The company is facing a change in leadership. On October 31, the company said Dr. Chad Rigetti will be transitioning from his position as President and CEO to ‘focus on advancing the company’s products and technology’. However, it was then announced he will be leaving the company.

And while the company initially said Rigetti will continue to serve in his current role until a successor is identified and assumes the position, it then said Rigetti told the company of his intention to tender resignation from his positions as the President, CEO, and Board of Directors, with an anticipated effective December 15, 2022.
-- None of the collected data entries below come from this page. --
PR #10580, opened 2021-07-27
test control plugin fix for case with performance issue

dimas1185:
## Change Description

Fix for a performance issue case when producer produce less than 12 blocks in a round. This scenario happened in this fail:
https://buildkite.com/EOSIO/eosio-build-unpinned/builds/7907#c88a2b32-e4ac-4df1-85c8-d8584eaf4c0d
This is very rare so to test this scenario, I slightly modified producer plugin to add sleep during block production.
Currently if this happening test_control_plugin doesn't exit nodeos as it is waiting for 12th block. Now when it happens it will determine the last block in producer schedule and you'll see similar to this output:
```
info  2021-07-27T02:11:54.030 thread-0  test_control_plugin.cp:66     process_next_block_s ] producer defproducerb, looking for defproducerb
info  2021-07-27T02:11:54.030 thread-0  test_control_plugin.cp:75     process_next_block_s ] producer defproducerb seq: 6 slot: 12
warn  2021-07-27T02:11:54.030 thread-0  test_control_plugin.cp:84     process_next_block_s ] Producer produced less than 12 blocks, 6th block is last in sequence. Likely performance issue, check timing
info  2021-07-27T02:11:54.030 thread-0  test_control_plugin.cp:86     process_next_block_s ] shutting down
```

## Change Type
**Select *ONE*:**
- [ ] Documentation

- [ ] Stability bug fix

- [ ] Other

- [ ] Other - special case

## Testing Changes
**Select *ANY* that apply:**
- [ ] New Tests

- [] Existing Tests

- [x] Test Framework

- [ ] CI System

- [ ] Other

## Consensus Changes
- [ ] Consensus Changes

## API Changes
- [ ] API Changes

## Documentation Additions
- [ ] Documentation Additions

### DIFF
--- a/plugins/test_control_plugin/test_control_plugin.cpp
+++ b/plugins/test_control_plugin/test_control_plugin.cpp
@@ -26,6 +26,7 @@ private:
    account_name        _producer;
    int32_t             _where_in_sequence;
    int32_t             _producer_sequence;
+   uint32_t            _first_sequence_timeslot;
    bool                _clean_producer_sequence;
    std::atomic_bool    _track_lib;
    std::atomic_bool    _track_head;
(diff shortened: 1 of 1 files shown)


plugins/test_control_plugin/test_control_plugin.cpp
```diff
@@ -26,6 +26,7 @@ class test_control_plugin_impl {
    account_name        _producer;
    int32_t             _where_in_sequence;
    int32_t             _producer_sequence;
+   uint32_t            _first_sequence_timeslot;
```
heifner: All three of these ints are not initialized and looks like they are accessed before being assigned causing undefined behavior.

plugins/test_control_plugin/test_control_plugin.cpp
```diff
@@ -79,6 +92,8 @@ void test_control_plugin_impl::process_next_block_state(const chain::block_state
       _producer_sequence = -1;
```
heifner, line 95: Seems like the code would be clearer if `_producer_sequence` was initialized to 0 and not have all the `_producer_sequence + 1` throughout this code. Would allow you to remove the comment you added `_producer_sequence is index, aligning it with slot number`.

plugins/test_control_plugin/test_control_plugin.cpp
```diff
@@ -66,10 +67,22 @@ void test_control_plugin_impl::process_next_block_state(const chain::block_state
...
-
-      if (_producer_sequence >= _where_in_sequence) {
+      ilog("producer ${prod} seq: ${seq} slot: ${slot}", 
+           ("prod", producer_name.to_string())
+           ("seq", _producer_sequence+1) // _producer_sequence is index, aligning it with slot number
+           ("slot", slot - _first_sequence_timeslot));
+
+      bool last_slot = false;
+      if (_where_in_sequence + 1 == config::producer_repetitions)
+         last_slot = slot == _first_sequence_timeslot + config::producer_repetitions;
```
heifner: A parentheses or two would make this easier to read. Took me a second.

heifner (changes requested):

plugins/test_control_plugin/test_control_plugin.cpp
dimas1185: it should be aligned with `_where_in_sequence` and later is used in external interface so I'll need to change it in few tests if I would do this. Sounds too much for couple of +1 statements

heifner: Sounds good.

heifner (approved):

However, while Rick Danis, General Counsel, and Corporate Secretary, was originally set to be appointed as interim President and CEO if a successor wasn't found by that date, he has since been appointed to the role of interim CEO. Founder Rigetti will be remaining with the company in a non-executive capacity until the previously announced departure date.

During the Q3 earnings call, Alissa Fitzgerald, Rigetti Board Member, Member of the Audit Committee, and Chair of the Nominating and Corporate Governance Committee said: “Chad's departure does not impact our technology roadmap portfolio of 152 patents issued or pending, nor our other proprietary approaches.”

“This transition was the board's decision because of a belief that it is time to have a CEO who's experienced running the time-consuming day to day of a public company as well as leading and scaling an advanced technology organization. We had expected that Chad would remain with the company in a technical position. However, he made the personal decision to leave and that was his decision.”

Rigetti said that as a result of the discovery of electrical utility fees at its Berkeley facility from February 2019 to December 30, 2021, that were unpaid and unrecognized in prior periods, the Company is accruing approximately $1.6 million of additional estimated expenses in the aggregate in the first and second quarters of 2022 and recorded related additional expenses of approximately $100,000 in the third quarter of 2022. Additional costs due to the search for a new CEO are also expected.

Rigetti also announced a partnership with Blue Force to supply new modular dilution fridges that will be necessary for its anticipated 336-qubit Lyra system and beyond.